Prompt Series #3 – What is the best present you’ve ever been given?

QuestionWhat is the best present you’ve ever been given? Who gave it to you and what  made it the best?

As an only child, I feel I was spoiled quite often. The magnitude of toys, games, cheap little trinkets, etc. that piled up in my possession is somewhat embarrassing at times. By no means did I have more than many in my classes, but I had plenty to spare. I have no shortage of gifts, at least from parents, as candidates. I really only had one birthday party as a child, and given I was born in great proximity to Christmas, much of the year would be barren, save for my nagging about something at the store. Yet one gift above all others sticks out as the best. A study Bible, given Christmas 1997 by my mom.

Christmas 1997 was a unique Christmas. My grandpa, uncle, and sister came down to visit us. We spent some time with grandpa’s siblings in the Tampa/Clearwater area. The gift giving portion of Christmas was split in three segments: a couple on Christmas eve, a few Christmas morning, and the big gift in the evening. The Bible was part of Christmas eve’s unveiled items. We had to leave early Christmas morning to spend most of the daylight hours in Tampa. The  big gift that evening was a Nintendo 64 console, with Madden 64. As a kid who loved his NES and Super Nintendo, getting the N64 was a big deal. But yet, that Bible still overshadowed it in the end.

What makes it the best gift takes some explaining. After a rough time in our family several years earlier, my mom started to go to church again. She brought me along, and while sermons were unintelligibly boring to my 1st grade mind, it was a seed. As time progressed, my mom took me to other churches and the youth programs planted more seeds. My 5th grade mind was starting to truly grasp who God was and why Jesus was important. I knew I wanted to follow God, I felt the call, but I didn’t truly understand it until the summer of 1997 between 6th and 7th grade. During that span, as I grew to understand the world and its darkness and my need for the light of salvation only God could provide. I embraced God’s call that summer.

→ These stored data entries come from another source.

Issue #5116, opened 2025-12-18
Streaming tool_calls with Qwen models cause function.arguments Field required in Spring AI 2.0.0


xakepbean:
Qwen follows the OpenAI-compatible streaming protocol

Environment
Spring AI version: 2.0.0
Java version: 17
Model: qwen3
Mode: stream=true

// //ok
// ChatClient chatClient = ChatClient.builder(chatModel)
// 		.defaultToolCallbacks(MethodToolCallbackProvider.builder().toolObjects(new MyTools()).build())
// 	.build(); 
// var answer = chatClient
// 		.prompt("What day is tomorrow?")
// 		.call().content();
// System.out.println(answer);

// error
ChatClient chatClient = ChatClient.builder(chatModel)
		.defaultToolCallbacks(MethodToolCallbackProvider.builder().toolObjects(new MyTools()).build())
	.build(); 
var answer = chatClient
		.prompt("What day is tomorrow?")
		.stream().content();
		String content = answer.collectList().block().stream().collect(Collectors.joining());
System.out.println(content);

static class MyTools {

    @Tool(description = "Get the current date and time in the user's timezone")
    String getCurrentDateTime() {
        return LocalDateTime.now().atZone(LocaleContextHolder.getTimeZone().toZoneId()).toString();
    }

}

logs：

2025-12-18T10:11:40.888+08:00 DEBUG 27332 --- [reactor-http-nio-2] reactor.netty.http.client.HttpClient     : [e2db0bd5-1,  READ COMPLETE
2025-12-18T10:11:40.966+08:00 DEBUG 27332 --- [reactor-http-nio-2] reactor.netty.http.client.HttpClient     : [e2db0bd5-1,  READ: 607B c4
data: {"id":"chatcmpl-b3d783b2b520495fb6e3f4f8f4421e3f","object":"chat.completion.chunk","created":1766023897,"model":"Qwen3","choices":[{"index":0,"delta":{"content":" call","tool_calls":[]}}]}

c2
data: {"id":"chatcmpl-b3d783b2b520495fb6e3f4f8f4421e3f","object":"chat.completion.chunk","created":1766023897,"model":"Qwen3","choices":[{"index":0,"delta":{"content":".\n","tool_calls":[]}}]}

c7
[...]

PR #5232, opened 2026-01-13
GH-5116: Fix openai default null tool arguments to empty JSON string

thisishwan2:
Fixes https://github.com/spring-projects/spring-ai/issues/5116

## Description
This PR fixes a compatibility issue with strict OpenAI-compatible models (e.g., Qwen) where tool_calls requests failed due to a missing function.arguments field.
Previously, when arguments was null, the field was omitted during serialization due to the @JsonInclude(Include.NON_NULL) annotation. While the official OpenAI API is lenient, strict providers reject this as invalid protocol usage, returning 400 Bad Request.

## Changes
Updated the ChatCompletionFunction record in OpenAiApi by adding a compact constructor. This ensures that arguments defaults to "{}" (empty JSON object string) when null, guaranteeing the field is always present in the serialized JSON.

## Verification
- I have verified that the code compiles successfully.
- Added a new unit test nullArgumentsDefaultsToEmpty in `OpenAiApiT.java` to verify that null arguments are correctly converted to "{}" and that the serialized JSON explicitly contains "arguments": "{}".

### DIFF
--- a/models/spring-ai-openai/src/test/java/org/springframework/ai/openai/api/OpenAiApiIT.java
+++ b/models/spring-ai-openai/src/test/java/org/springframework/ai/openai/api/OpenAiApiIT.java
@@ -308,7 +308,7 @@ class OpenAiApiIT {
 
 		assertThat(function.arguments()).isEqualTo("{}");
 
-		// 검증 2: JSON 문자열에 arguments 필드가 포함되었는지 확인 ("arguments": "{}")
+		// Verify that the JSON string contains the "arguments" field ("arguments": "{}")
 		assertThat(json).contains("\"arguments\":\"{}\"");
 	}
 


models/spring-ai-openai/src/test/java/org/springframework/ai/openai/api/OpenAiApiIT.java
```diff
@@ -295,4 +297,19 @@ void userAgentHeaderIsSentInChatCompletionRequests() throws Exception {
...
+		final String TOOL_FUNCTION_NAME = "CurrentWeather";
+
+		var function = new ChatCompletionMessage.ChatCompletionFunction(TOOL_FUNCTION_NAME, null);
+
+		ObjectMapper mapper = new ObjectMapper();
+		String json = mapper.writeValueAsString(function);
+
+		assertThat(function.arguments()).isEqualTo("{}");
+
+		// 검증 2: JSON 문자열에 arguments 필드가 포함되었는지 확인 ("arguments": "{}")
```
dev-jonghoonpark: Please convert the above comments into English.

thisishwan2: I've updated the comments to English. Thank you for pointing this out.

PR #5233, opened 2026-01-13
Breaking Change: Move Couchbase vector store classes to a dedicated package

ericbottard:


ilayaperumalg:
@ericbottard As a side note, let's add this change into the upgrade notes section.

ilayaperumalg (approved):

I had made the commitment to be  baptized sometime after Thanksgiving. We wanted to time it around the family being in town for Christmas.  I believe it was going to be the evening service the Sunday before Christmas when a children’s performance with music would be held. Ultimately I got very sick the weekend prior to Christmas. I remember waking, walking into the bathroom, and fainting. I had a high fever and was sick a few days, through Christmas. My baptism was delayed until January, namely on Super Bowl Sunday in 1998. That was also the first time my dad went to church with mom and me.

It was really around this time that the Bible I had been given that Christmas started to be utilized. I was reading nightly. The first book I truly read with any kind of personal, private understanding was Ecclesiastes. I simply opened the Bible and that was the book I had landed on. I moved on to the New Testament and continued to dive deeper into God’s word as years progressed. That Bible was my primary source for reading scripture, with its study sections and other augmented learning sections, up until college.

I am certainly no perfect individual. I would say  in many ways I am still guilty of drinking milk when I should be devouring steak in my life with Christ. I didn’t always read scripture with such  consistency, fervor, or reverence. There have been mountains and valleys along the way. But certainly no gift meant more to helping grow the seeds that were planted than that Bible.

While the Nintendo 64 was fun and I had great times with friends, I eventually sold it. I regret that somewhat now, given the retro craze the last decade, but I still have that study Bible. I’ve moved on to other translations and more robust study content, but it is always there on one of my bookshelves as a reminder of the days when I felt the most alive and newly inspired by the creator of the universe.

Student's Life Applicable Study Bible
The Bible gift of Christmas 1997. The Student’s Life Application Study Bible.